Frame 3: checksum OK
→ Valid frames exist after corruption
→ This is real data corruption
→ FAIL with MidLogCorruption error
Why This Matters
Mid-log corruption is dangerous because the corrupted frame might contain:
- A
TXN_COMMITrecord we can't see - Data modifications needed for consistency
If we skip the corrupted frame and continue, we might:
- Treat a committed transaction as uncommitted (data loss)
- Apply partial transaction state (inconsistency)
By failing on mid-log corruption, we force manual intervention (restore from backup) rather than silently losing data.
Implementation
fn hasValidFramesAfter(wal: *WalManager, corrupted_frame: u64) bool {
// Check up to 10 frames ahead
for (corrupted_frame + 1 .. min(corrupted_frame + 10, frame_count)) |frame_num| {
if (frameHasValidChecksum(frame_num)) {
return true; // Mid-log corruption!
}
}
return false; // Tail corruption, safe to stop
}
Statistics
Recovery returns detailed statistics:
RecoveryStats{
start_lsn: 1000, // Where we started (checkpoint_lsn)
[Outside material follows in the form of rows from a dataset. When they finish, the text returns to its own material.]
Issue #173, opened 2012-11-22
bash_profile vs bashrc


dlcarmean:
Forgive me if this has been raised and decided, but the issue searchbox did not reveal such...

I'm wondering why this toolkit focuses on wedging into .bash_profile when .bashrc seems to be generally accepted as the starting point for interactive bash sessions?

I follow what I'd gathered to be a generally accepted practice of a trivial bash_profile which exists primarily to invoke .bashrc, whose only other entries are to configure items I'd use from cron or some remote execution tool.

(in fact I carry this a bit further, having a separate .bashrc.interactive or .bashrc.local for the truly local interactive stuff).

I'm busily hacking on my own local branch to refactor for the above, but want to step back and think about how I can give back.  

(background:  I spend hours logged in as the daemon user for a particular application for administration.  I'm hoping this toolkit can help me standardize those admin environments but my prime directive is "First, do no harm" to the app's auto-customized shell environment.   I'm leaning toward an installation that requires manual sourcing for that particular environment, but elsewhere, a cleaner merge into existing startup files.)

edubxb:
I'm planning to modify the installer to detect the OS and choose the file to write the config:

Mac OS X  → .bash_profile
Other *nix → .bashrc

Any objections?

RobLoach:
:+1:

nwinkler:
Great idea! :+1:

seefood:
Also Debian+derivs (Ubuntu, Mint) prefer .bash_profile, I think.

edubxb:
I use Debian, at home and at work, Unstable and Testing, and in both cases, the scenario is the explained in my previous comment #173 (comment).

You can check it viewing the files:

    /etc/skel/.bashrc
    /etc/skel/.profile

the default config files copied to the home of new created users. If `.bash_profile` exists `.profile` is ignored.

The original idea comes from @tswicegood in this comment https://github.com/revans/bash-it/issues/173#issuecomment-13499754 :sweat_smile:

PR #481, opened 2015-05-19
Fix #220

### LINKED ISSUE #220: SCP transfrer break when enabling bash-it
If i enable bash it and make my .bashrc a link to .bash_profile whenever I try to do an SCP transfer instead of transferring the file it echos out the last directory used.

AntoineD:
Just avoid sourcing bash-it when not on a login shell.

### DIFF
--- a/template/bash_profile.template.bash
+++ b/template/bash_profile.template.bash
@@ -27,4 +27,6 @@ export SCM_CHECK=true
 #export VCPROMPT_EXECUTABLE=~/.vcprompt/bin/vcprompt
 
 # Load Bash It
-source $BASH_IT/bash_it.sh
+if shopt -q login_shell; then
+  source $BASH_IT/bash_it.sh
+fi


nwinkler:
Does this have any impact on the way some Linux distributions handle login shells, e.g. Ubuntu? According to this answer, Ubuntu only opens one login shell (the system), and then any new instances of gnome-terminal open a non-login shell: http://askubuntu.com/questions/155865/what-are-login-and-non-login-shells

AntoineD:
Sorry I do not use ubuntu, I cannot answer your question.

nwinkler:
Sure, just want to make sure that we're not breaking anything for people using Ubuntu...

I've tried the change on OS X and it works fine.

Do you have an example for opening a non-login shell that I could test this with?

AntoineD:
```bash
scp some-file some-bash-it-host:
```

edubxb:
I explained how to proceed with .bashrc and .bash_profile in GNU/Linux here https://github.com/Bash-it/bash-it/issues/173#issuecomment-35332159 and here https://github.com/Bash-it/bash-it/issues/173#issuecomment-69271284

Linking .bashrc to .bash_profile as explained in https://github.com/Bash-it/bash-it/issues/220 is, in general, a bad practise, and as @nwinkler says, this could break something in Ubuntu and probably in other distros.

nwinkler:
The installer was modified to use the correct file - so that shouldn't be an issue anymore.

Do we think that #220 is still a valid bug in this case? I'll ask over there...

PR #484, opened 2015-05-21
Port sudo indicator to powerline theme

jitakirin:
This ports sudo indicator feature to powerline theme, originally added
to powerline-multiline theme in PR #452.

### DIFF
--- a/themes/powerline/powerline.theme.bash
+++ b/themes/powerline/powerline.theme.bash
@@ -38,7 +38,7 @@ function set_rgb_color {
 
 function powerline_shell_prompt {
     SHELL_PROMPT_COLOR=${SHELL_THEME_PROMPT_COLOR}
-    if sudo -n true &>/dev/null; then
+    if sudo -n uptime 2>&1 |grep -q "load"; then
         SHELL_PROMPT_COLOR=${SHELL_THEME_PROMPT_COLOR_SUDO}
     fi
     if [[ -n "${SSH_CLIENT}" ]]; then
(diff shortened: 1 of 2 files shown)


themes/powerline/powerline.theme.bash
```diff
@@ -37,13 +37,17 @@ function set_rgb_color {
 }
 
 function powerline_shell_prompt {
+    SHELL_PROMPT_COLOR=${SHELL_THEME_PROMPT_COLOR}
+    if sudo -n true &>/dev/null; then
```
nwinkler: This is different from what we're using in the _powerline-multiline_ theme... See https://github.com/Bash-it/bash-it/blob/master/themes%2Fpowerline-multiline%2Fpowerline-multiline.theme.bash#L58

The `sudo -n true` command does not work reliably across operating systems. It doesn't work for me on OS X for example. Abusing the `uptime` command for this purpose (see above link) works across operating systems...

jitakirin: OK, I'll change that, was wondering why uptime was used lol.
Does `grep -q` work on OSX?

nwinkler: As in `quiet`? Yes, it is supported.

themes/powerline/powerline.theme.bash
```diff
@@ -37,13 +37,17 @@ function set_rgb_color {
 }
 
 function powerline_shell_prompt {
+    SHELL_PROMPT_COLOR=${SHELL_THEME_PROMPT_COLOR}
+    if sudo -n uptime 2>&1 |grep -q "load"; then
```
nwinkler: This seems to work better - thanks for changing this.

One nit-picking comment: Could you please add a space character between the pipe and the `grep` command?

It would also be great if you could make the same change in the _powerline-multiline_ theme, so both use the same check.

Thanks!

jitakirin: No probs, changed and changed ;-)

nwinkler:
Thanks!

PR #488, opened 2015-05-24
Rename http alias

mimoralea:
It would be nice to still have this alias but not colliding with the awesome httpie tool:

https://github.com/jakubroztocil/httpie


nwinkler:
I've run into the same thing recently when I installed `httpie`. I'm not sure whether `https` is a good name, though. What do you think about something like `simplehttp`?

We should also add a check whether `http` is already defined. If it is (`httpie` is installed), then we should use a new alias, otherwise, we can keep using the `http` alias to stay backwards compatible.

What do you think?

edubxb:
I agree with @nwinkler, `https` is not the best name.

mimoralea:
I like the idea of checking for the binary first... let me take a look at it.

mimoralea:
About the name, I like simplehttp, though I wanted to keep it short... shttp?

nwinkler:
I think that would work - easy to remember, too.

edubxb:
:+1:

mimoralea:
Good deal. Will do that.

nwinkler:
Thanks!

PR #489, opened 2015-05-25
My personal tmux aliases

TCMiranda:
My personal Tmux (terminal multiplexer) aliases for named sessions.
Hope it helps somebody.

### DIFF
--- a/aliases/available/tmux.aliases.bash
+++ b/aliases/available/tmux.aliases.bash
@@ -1,10 +1,6 @@
 cite 'about-alias'
 about-alias 'Tmux terminal multiplexer'
 
-case $OSTYPE in
-  linux*)
-    alias txl='tmux ls'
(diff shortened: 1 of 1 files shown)


aliases/available/tmux.aliases.bash
```diff
@@ -0,0 +1,10 @@
+cite 'about-alias'
+about-alias 'Tmux terminal multiplexer'
+
+case $OSTYPE in
+  linux*)
```
nwinkler: Any reason why these are specific to Linux? Shouldn't they work on other operating systems as well, as long as tmux is installed?

TCMiranda:
@nwinkler Yes, you are right. i wasn't sure, but there is no reason for it be different

nwinkler:
Looks great now - thanks!

PR #492, opened 2015-05-26
Fix dkrmui alias (delete untagged images)

jitakirin:
The docker images subcommand was returning all columns due to unescaped
'$3' in awk filter.  This was throwing a lot of errors as rmi tried to
remove non-existent images.

In any case docker images has a flag to filter and only show dangling
image IDs which makes this simpler.


nwinkler:
@ksclarke Can you take a look at this PR, please? You added the original code a while back...

ksclarke:
The PR is the better way to do it.  I'd say go ahead and merge.

nwinkler:
Thanks for reviewing! I'll merge it now...

Issue #482, opened 2015-05-20
duplicate PATH entries especially after executing `reload` command


ipoval:
reproduce: run `reload` several times
result: 
![screen shot 2015-05-19 at 5 57 58 pm](https://cloud.githubusercontent.com/assets/399436/7717231/d2956adc-fe52-11e4-81ac-5b80eb394857.png)

nwinkler:
The problem is that the `reload` alias simply sources the `.bash_profile` or `.bashrc` again, and as part of that adds all of the PATH entries again.

The other option would be to reset the PATH variable to whatever it was before loading Bash-it. Not sure whether that's feasible, though. We could store the original PATH entry in a variable in the `.bash_profile` and then reset it to that earlier value before sourcing the file again.

nwinkler:
The standard way of handling this seems to be to use the `pathmunge` function, which seems to be available on some Linux distributions. It's along the same lines what you provided in #483, but allows to *append* and *prepend* to the PATH.

References:
* http://serverfault.com/questions/192499/prune-duplicate-entries-from-path-variable
* http://www.neonrocket.com/2014/05/preventing-duplicate-directories-in-path/

Ideally, we would check whether this function is already available on the system, if not, then we define it...

ipoval:
thanks for suggestions! +1 for `pathmunge`.
Would you like me to change PR to start using `pathmunge`, or do you want to implement it by yourself?

nwinkler:
You're welcome! Feel free to change the PR...

PR #493, opened 2015-05-30
Fix duplicate entries in path

ipoval:
please review this PR, it's trying to fix https://github.com/Bash-it/bash-it/issues/482; the duplicates in PATH variable. we started the conversation here already https://github.com/Bash-it/bash-it/issues/482.

I'm planing to add 1 more commit to fix the other places with duplicate PATH appends.


nwinkler:
Perfect - thanks! Feel free to open another PR for the additional PATH entries...

PR #496, opened 2015-06-05
Fix ips command for platforms without ifconfig

apaatsio:
Some platforms (e.g. Arch Linux) don't have `ifconfig` by default. They use `ip` instead.


nwinkler:
Thanks!

edubxb:
Great!

PR #2587, opened 2018-04-02
log a warning when there is a markdown content in YAML section of fragments

928PJY:
log a warning when there is a markdown content in YAML section of fragments


src/Microsoft.DocAsCode.Build.SchemaDriven/Processors/FragmentsValidationInterpreter.cs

end_lsn: 1523, // Last valid record
records_scanned: 523, // Total records processed
transactions_found: 15, // Distinct transactions
transactions_committed: 12, // Successfully committed
transactions_aborted: 2, // Explicitly aborted
transactions_rolled_back: 1, // In-progress at crash
redo_operations: 156, // Operations redone
duration_ns: 45_000_000, // 45ms
stopped_at_corruption: true, // Hit tail corruption
corrupted_frame: 42, // Frame number with bad checksum
}
These are useful for:
- Monitoring recovery time
- Debugging transaction issues
- Capacity planning
- Detecting disk health issues (frequent tail corruption may indicate hardware problems)
Recovery Flow Diagram
┌─────────────────────────────────────────────────────────────────┐
│ Database Startup │
└───────────────────────────────┬─────────────────────────────────┘
│
▼
┌─────────────────────────────────────────────────────────────────┐
│ Open WAL File │
│ Read checkpoint_lsn from header │
└───────────────────────────────┬─────────────────────────────────┘
│
▼
┌─────────────────────────────────────────────────────────────────┐
│ ANALYSIS PHASE │
│ │
│ for each record from checkpoint_lsn to end: │
│ - Track transaction states │
│ - Build redo list for data operations │
│ - Stop at corruption/end of valid log │
└───────────────────────────────┬─────────────────────────────────┘
│
▼
┌─────────────────────────────────────────────────────────────────┐
│ REDO PHASE │
│ │
│ for each operation in redo_list: │
│ if transaction.state == committed: │
│ apply operation to database │
│ else: │
│ discard (transaction didn't commit) │
└───────────────────────────────┬─────────────────────────────────┘
│
▼
┌─────────────────────────────────────────────────────────────────┐
│ Sync Database File │
│ Return recovery statistics │
└───────────────────────────────┬─────────────────────────────────┘
│
▼
┌─────────────────────────────────────────────────────────────────┐
│ Database Ready for Use │
└─────────────────────────────────────────────────────────────────┘
API
// Simple recovery on startup
const stats = try recoverDatabase(allocator, &wal, &pm);
std.debug.print("Recovered {} transactions, redid {} operations in {}ms\n", .{
stats.transactions_committed,
stats.redo_operations,
stats.duration_ns / 1_000_000,
});
// Or use RecoveryManager directly for more control
var rm = RecoveryManager.init(allocator);
const stats = try rm.recover(&wal, &pm);
Integration with Startup
Typical database startup sequence:
1. Open database file (PageManager)
2. Open WAL file (WalManager)
3. Check if recovery needed (WAL has records past checkpoint?)
4. Run recovery
5. Checkpoint to clean slate
6. Ready for operations
Summary
| Concept | Purpose |
|---|---|
| Analysis phase | Determine transaction outcomes |
| Redo phase | Apply committed operations |
| checkpoint_lsn | Recovery starting point |
| Transaction states | committed, aborted, in_progress |
| Checksum verification | Detect corruption/partial writes |
| Tail corruption | Torn write at end, safe to tolerate |
| Mid-log corruption | Real corruption, fail to prevent data loss |
| Scan-ahead detection | Distinguish tail from mid-log corruption |
| No Undo | Uncommitted changes not written to pages |
Recovery transforms a potentially inconsistent crash state into a consistent database by leveraging the WAL as the authoritative record of committed transactions.